Kein weiterer Personalabbau bei der Bundespolizei an der polnischen Grenze

24. April 2012 | Themenbereich: Bundespolizei | Drucken

Der Bund Deutscher Kriminalbeamter (BDK) begrüßt die Zusicherung des Bundesinnenministers Friedrich, nicht noch mehr Personal der Bundespolizei an dieser wichtigen Binnengrenze des Schengenraumes abzubauen. In den letzten vier Jahren hat das Personal der Bundespolizei, die die Sicherheit der Grenze zu gewährleisten hat, einen Aderlass erfahren, der an die Substanz ging.

„Kein Personalabbau – das heißt aber auch, dass die Bundespolizei die Dienststellen an der Ostgrenze personell nicht ausbluten lässt!“, so nimmt Arne Bischoff, der Geschäftsführer des BDK-Verbands Bundespolizei den Minister in die Pflicht.
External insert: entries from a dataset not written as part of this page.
PR #6967, opened 2025-02-27
IR: Taking function arg address and representing references as pointers

vaivaswatha:
## Description

This is the third PR to address #6351. It allows safely taking addresses of function arguments, and represents references (`&`) as pointers in the IR.

Note: The entire function `type_correction` (in `ir_generation.rs`) and this [edit](https://github.com/FuelLabs/sway/pull/6967/commits/2de7ab9ec19e979a1cc37eafcbf964b1c319ff18#diff-3b0502f41aeb3c45ddbdb3cc590658d73d2bd7283671eb6d789d7e77a7dd2596R670) in `compile.rs`, to handle return values, must be removed once we fix and finalize the syntax of references. Until then these two hacks need to stay. Ideally I wanted to put them both in one place (which is the `type_correction` pass), but the return type fix needs to happen, unfortunately, during IR gen.


sway-core/src/ir_generation.rs
```diff
@@ -216,10 +216,267 @@ pub fn compile_program<'a>(
...
+                        stored_val,
+                    } => {
+                        let dst_ty = dst_val_ptr.get_type(ctx).unwrap();
+                        let stored_ty = stored_val.get_type(ctx).unwrap();
+                        if let Some(dst_pointee_ty) = dst_ty.get_pointee_type(ctx) {
+                            // The destination is a pointer type. We need to see if it's a double pointer.
+                            if let Some(dst_pointee_pointee_ty) =
+                                dst_pointee_ty.get_pointee_type(ctx)
+                            {
+                                // We have a double pointer. If just loading once solves our problem, we do that.
```
IGI-111, line 346: Can we have more depth than 2 to these pointers and could it blow this up?

vaivaswatha: It's possible. This pass only covers what we cover and test today. The general solution is to fix the language syntax for references. Once we do that this pass will go away wholly.

sway-core/src/ir_generation.rs
```diff
@@ -216,10 +216,267 @@ pub fn compile_program<'a>(
...
+                                        expected_ty: base_pointee_ty,
+                                        use_instr: instr,
+                                        use_idx: indices.len(),
+                                    });
+                                }
+                            }
+                        } else {
+                            // The base is not a pointer type. If a pointer to base_ty works for us, do that.
+                            let elem_ptr_ty = *elem_ptr_ty;
+                            let indices = indices.clone();
```
ironcev: Nit: at first sight, this looked like an unnecessary clone. I know this code is a temporary one, but while it's here, having a comment to avoid confusion might be good :smile:
```suggestion
                            let indices = indices.clone(); // Cloning needed because of mutable and immutable borrow of `ctx`.
```

sway-core/src/ir_generation/convert.rs
```diff
@@ -173,7 +182,14 @@ fn convert_resolved_type_info(
                 )?;
                 Type::get_typed_slice(context, elem_ir_type)
             } else {
-                Type::get_uint64(context)
+                let elem_ir_type = convert_resolved_type_id(
```
ironcev: `elem_ir_type` is a confusing name. It is fine for typed slices (above) where it is a type of a slice element, but for plain references is confusing. Proposal is `referenced_ir_type` (although it is also a bit inaccurate, I guess the correct one would be `referenced_type_ir_type` but that's IMO too wordy :smile:).

sway-core/src/ir_generation/function.rs
```diff
@@ -38,38 +42,57 @@ use sway_types::{
...
+
+    fn get_type(&self, context: &Context) -> Option<Type> {
+        self.value().get_type(context)
+    }
+
+    fn get_constant(&self, context: &Context) -> Option<Constant> {
+        self.value().get_constant(context).cloned()
+    }
+
+    fn unwrap_memory(self) -> Value {
```
ironcev: Nit: I would go here with `expect_memory`, mostly to be consistent with, e.g., `ResolvedDeclaration::expected_typed` and similar methods in other existing types, where we have the same pattern of mostly having two enum variants (`InMemory` and `InRegister` in this case), and _expecting_ one of them.

sway-core/src/ir_generation/function.rs
```diff
@@ -38,38 +42,57 @@ use sway_types::{
...
+        match self {
+            CompiledValue::InMemory(value) => value,
+            CompiledValue::InRegister(_) => panic!("Expected InMemory, got InRegister"),
+        }
+    }
+
+    fn unwrap_register(self) -> Value {
```
ironcev: Same here, `expect_register`.

sway-core/src/ir_generation/function.rs
```diff
@@ -112,22 +137,43 @@ fn to_constant(_s: &mut FnCompiler<'_>, context: &mut Context, value: u64) -> Va
     Value::new_constant(context, c)
 }
 
-fn save_to_local_return_ptr(
+/// Store a register value to a new local variable and return CompiledValue::InMemory(_).
```
ironcev: Just to extend the comment for full clarity.
```suggestion
/// Store the in-register `value` to a new local variable and return [CompiledValue::InMemory], or return the same `value` if it is already in memory.
```

sway-core/src/ir_generation/function.rs
```diff
@@ -112,22 +137,43 @@ fn to_constant(_s: &mut FnCompiler<'_>, context: &mut Context, value: u64) -> Va
...
+                    CompileError::InternalOwned(ir_error.to_string(), Span::dummy())
+                })?;
+            let local_var_ptr = s.current_block.append(context).get_local(local_var);
+            let _ = s.current_block.append(context).store(local_var_ptr, val);
+            Ok(CompiledValue::InMemory(local_var_ptr))
+        }
+    }
+}
+
+/// If a value is in memory, load it into a register and return the register value.
```
ironcev: Same here, for completenes.
```suggestion
/// If a `value` is in memory, load it into a register and return the register value.
/// If it is already in a register, return the same `value`.
```

sway-core/src/ir_generation/function.rs
```diff
@@ -193,13 +240,46 @@ impl<'a> FnCompiler<'a> {
...
+            let local_name = self.lexical_map.insert(arg_name.as_str().to_owned());
+            let local_var = self.function.new_unique_local_var(
+                context,
+                local_name.clone(),
+                arg_value.get_type(context).unwrap(),
+                None,
+                false,
+            );
+            if self.ref_mut_args.contains(&arg_name) {
+                self.ref_mut_args.insert(local_name.clone());
```
ironcev: Cloning not needed here.
```suggestion
                self.ref_mut_args.insert(local_name);
```

sway-core/src/ir_generation/function.rs
```diff
@@ -193,13 +240,46 @@ impl<'a> FnCompiler<'a> {
...
+            }
+            let local_val = entry.append(context).get_local(local_var);
+            entry.append(context).store(local_val, arg_value);
+        }
+        match self.compile_code_block(context, md_mgr, ast_block)?.value {
+            // Final value must always be a value, not a pointer.
```
ironcev: IMO a bit confusing comment. The final value can be a pointer (of type IrPtr), but the `CompiledValue` must not be `InMemory`.
```suggestion
            // Final value must always be in a register, not in memory.
```

sway-core/src/ir_generation/function.rs
```diff
@@ -326,30 +409,23 @@ impl<'a> FnCompiler<'a> {
         }
     }
 
-    fn compile_expression_to_value(
+    // Compiled expression, and if the compiled result is in memory, load it to a register.
```
ironcev:
```suggestion
    // Compile expression, and if the compiled result is in memory, load it to a register.
```

sway-core/src/ir_generation/function.rs
```diff
@@ -2276,41 +2440,50 @@ impl<'a> FnCompiler<'a> {
...
+            };
+            let elem_ir_ty = convert_resolved_type_id(
+                te,
+                de,
+                context,
+                elem_ty,
+                &first_argument_expr.span.clone(),
+            )?;
+            let return_type = Type::new_ptr(context, elem_ir_ty);
+            let ptr_to_first_element = self.current_block.append(context).asm_block(
```
ironcev, line 2479: I am thinking about the `__slice` type in IR in general and specifically if we can remove the `asm` block here and replace it with `get_elem_ptr` and `load`. We know `asm`s harm optimizations so I am thinking, if we can remove them, better so.

Essentially, in the `is_slice` case, the `first_argument_value` is the pointer to the `{ ptr T, 64 }` slice struct. The generated `asm` block just reads the address from the first part of the struct and converts it to `ptr T`. Shouldn't this be the same as:

```
first_argument_value = <however we get the pointer to the slice>
v_zero = const u64 0
v_ptr_to_ptr_part = get_elem_ptr first_argument_value, ptr ptr T, v_zero
ptr_to_first_element = load v_ptr_to_ptr_part // This should have type `ptr T`. 
```

The above code would assume we can `get_elem_ptr` from an IR `__slice[T]` (`TypeContent::TypedSlice`) which I think we should be able to.

E.g., in the following example:
```sway
let my_slice: &__slice[u64] = __slice(&[1, 2, 3], 0, 3);
let _: &u64 = __elem_at(my_slice, 0);
```

the resulting IR would be:
```
v22 = get_local ptr __slice[u64], my_slice, !18
v23 = asm(ptr: v22, ptr_out) -> ptr u64 ptr_out {
    lw     ptr_out ptr i0
}
```

Instead of that, we would have:
```
v22 = get_local ptr __slice[u64], my_slice, !18
v23 = const u64 0
v24 = get_elem_ptr v22, ptr ptr 64, v23
v25 = load v24 // This is the `ptr_to_first_element` and will have type `ptr u64`.
```

sway-core/src/ir_generation/function.rs
```diff
@@ -2356,11 +2529,11 @@ impl<'a> FnCompiler<'a> {
...
         let ptr_out_arg = AsmArg {
             name: Ident::new_no_span("ptr_out".into()),
-            initializer: Some(ptr),
+            initializer: None,
         };
 
-        let return_type = Type::get_uint64(context);
-        let ptr = self.current_block.append(context).asm_block(
+        let return_type = Type::new_ptr(context, elem_ir_type);
+        let ptr_out = self.current_block.append(context).asm_block(
```
ironcev, line 2537: Same thinking here. Can we replace the `asm` block with regular operations? Essentially, this resulting `asm` can never be optimized away in the IR, even if the common case of `idx` being a const 0 or 1:

```
asm(idx: v24, elem_ir_type_size: v25, ptr: v23, offset_temp, ptr_out) -> ptr u64 ptr_out {
    mul    offset_temp idx elem_ir_type_size
    add    ptr_out ptr offset_temp
}
```
I didn't check it, but I expect that the `idx` being 0 or 1 is optimized later on in ASM (not sure, though). But still, if optimized in IR, it potentially opens other IR optimizations.

Essentially, what the `asm` code does is similar to what the `__ptr_add` intrinsic does so I would expect the similar `asm`-free code here as well.

sway-core/src/ir_generation/function.rs
```diff
@@ -2615,55 +2801,57 @@ impl<'a> FnCompiler<'a> {
...
 
-        // TODO: (REFERENCES) Do we need to convert to `u64` here? Can we use `Ptr` directly? Investigate.
-        let int_ty = Type::get_uint64(context);
-        let val = self
-            .current_block
-            .append(context)
-            .ptr_to_int(value, int_ty)
-            .add_metadatum(context, span_md_idx);
-        Ok(TerminatorValue::new(val, context))
+        // Taking a reference is just converting the pointer into a "register" value.
```
ironcev, line 2823: Yessss :smile: :muscle:

sway-core/src/ir_generation/function.rs
```diff
@@ -4551,36 +4806,13 @@ impl<'a> FnCompiler<'a> {
                 } => {
                     // Take the optional initialiser, map it to an Option<Result<TerminatorValue>>,
                     // transpose that to Result<Option<TerminatorValue>> and map that to an AsmArg.
-                    //
-                    // Here we need to compile based on the Sway 'copy-type' vs 'ref-type' since
-                    // ASM args aren't explicitly typed, and if we send in a temporary it might
-                    // be mutated and then discarded.  It *must* be a ptr to *the* ref-type value,
-                    // *or* the value of the copy-type value.
                     let init_expr = initializer.as_ref().unwrap();
                     // I'm not sure if a register declaration can diverge, but check just to be safe
```
ironcev: Not part of this PR, but let's remove this comment. Yes, a register initialization can diverge, it can be an arbitrary expression.
```suggestion
```

sway-ir/src/instruction.rs
```diff
@@ -480,6 +484,378 @@ impl InstOp {
         }
     }
 
+    /// Set the operand at the given index to the provided value.
+    /// The indices are in the same order as returned by `get_operands`.
+    pub fn set_operand(&mut self, replacement: Value, idx: usize) {
```
ironcev, line 489: Just a remark, this was quite some work to write this function just for the `type_correction` pass. I hope it will find other usages too...

sway-ir/src/instruction.rs
```diff
@@ -480,6 +484,378 @@ impl InstOp {
...
+        match self {
+            InstOp::AsmBlock(_, args) => {
```
ironcev, line 491: In all other cases we panic on invalid index. Can we make it panic here as well?

sway-ir/src/optimize/mem2reg.rs
```diff
@@ -66,12 +67,19 @@ fn filter_usable_locals(context: &mut Context, function: &Function) -> HashSet<S
...
+            ValueDatum::Instruction(Instruction {
+                op:
+                    InstOp::Store {
+                        dst_val_ptr: _,
+                        stored_val,
+                    },
                 ..
             }) => {
-                // We understand load and store, so no problem.
+                // Make sure that a local ('s address) isn't stored.
```
ironcev: Spend some time pondering about this one until it became obvious :smile: Perhaps to extend the comment to make the case more clear.
```suggestion
                // Make sure that a local's address isn't stored.
                // E.g., in cases like `let r = &some_local;`.
```

sway-ir/src/verify.rs
```diff
@@ -548,11 +548,14 @@ impl InstructionVerifier<'_, '_> {
...
-            | BinaryOpKind::Div
-            | BinaryOpKind::Mod => {
+            BinaryOpKind::Add => {
+                if !(arg1_ty.eq(self.context, &arg2_ty) && arg1_ty.is_uint(self.context)
+                    || arg1_ty.is_ptr(self.context) && arg2_ty.is_uint64(self.context))
+                {
+                    return Err(IrError::VerifyBinaryOpIncorrectArgType);
+                }
+            }
+            BinaryOpKind::Sub | BinaryOpKind::Mul | BinaryOpKind::Div | BinaryOpKind::Mod => {
```
ironcev, line 558: Shouldn't the same logic as above be valid for `Sub`? We can also subtract from pointers. In fact, we have the `__ptr_add` and `__ptr_sub` intrinsics that use the `Add` and `Sub` respectively. There is only one test for `__ptr_sub` and I assume that one is passing because we still treat `raw_ptr` as `u64` so the `Sub` ends up having `u64` and `u64` as arguments. But once we represent `raw_ptr` with `IrType::Ptr` as we do references in this PR, I assume the `__ptr_sub` will fail because the `Sub` as is will not accept `Ptr` as the first parameter.

test/src/e2e_vm_tests/test_programs/should_pass/language/intrinsics/dbg/stdout.snap
```diff
@@ -3,15 +3,8 @@ source: test/src/snapshot/mod.rs
 assertion_line: 162
 ---
 > forc build --path test/src/e2e_vm_tests/test_programs/should_pass/language/intrinsics/dbg --asm final | sub ecal
-ecal $r0 $r2 $r3 $$retv       ; ecal id fd buf count
+ecal $r4 $r0 $r1 $r3          ; ecal id fd buf count
 ecal $r2 $r1 $zero $zero      ; ecal id fd zero zero
```
ironcev, line 7: Hmmmm, this looks pretty strange that only one of the `ecal`s "survived"? What is the explanation for this? I would expect `ecal`s not to be affected by changes in this PR :thinking:

test/src/e2e_vm_tests/test_programs/should_pass/language/intrinsics/dbg_release/stdout.snap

Bei einem Durchschnittsalter von knapp 50 Jahren beispielsweise in der Inspektion Frankfurt (Oder), wäre ansonsten schon nach wenigen Jahren die Arbeitsfähigkeit der Grenzinspektionen nicht mehr gewährleistet. „In den nächsten Jahren wird die Zahl der in Ruhestand gehenden Beamten so hoch sein, dass keine einzige Streife mehr die Liegenschaft verlassen könnte.“, so warnt Bischoff weiter. Nur wenn auch ein Teil der neueingestellten Bundespolizisten an den bislang vernachlässigten Grenzinspektionen verwendet werden, ist das Versprechen des Ministers mittel- und langfristig einzuhalten.

Friedrich hatte sich am Montag in Frankfurt (Oder) mit seinem polnischen Amtskollegen Jacek Cichocki getroffen und am Rande des Sicherheitsgipfels eine gemeinsame deutsch-polnische Dienststelle der Bundespolizei und des polnischen Grenzschutzes eröffnet. Der BDK begrüßt diese gemeinsame Dienststelle und freut sich auf einen steten Ausbau der Zusammenarbeit mit den polnischen Kollegen.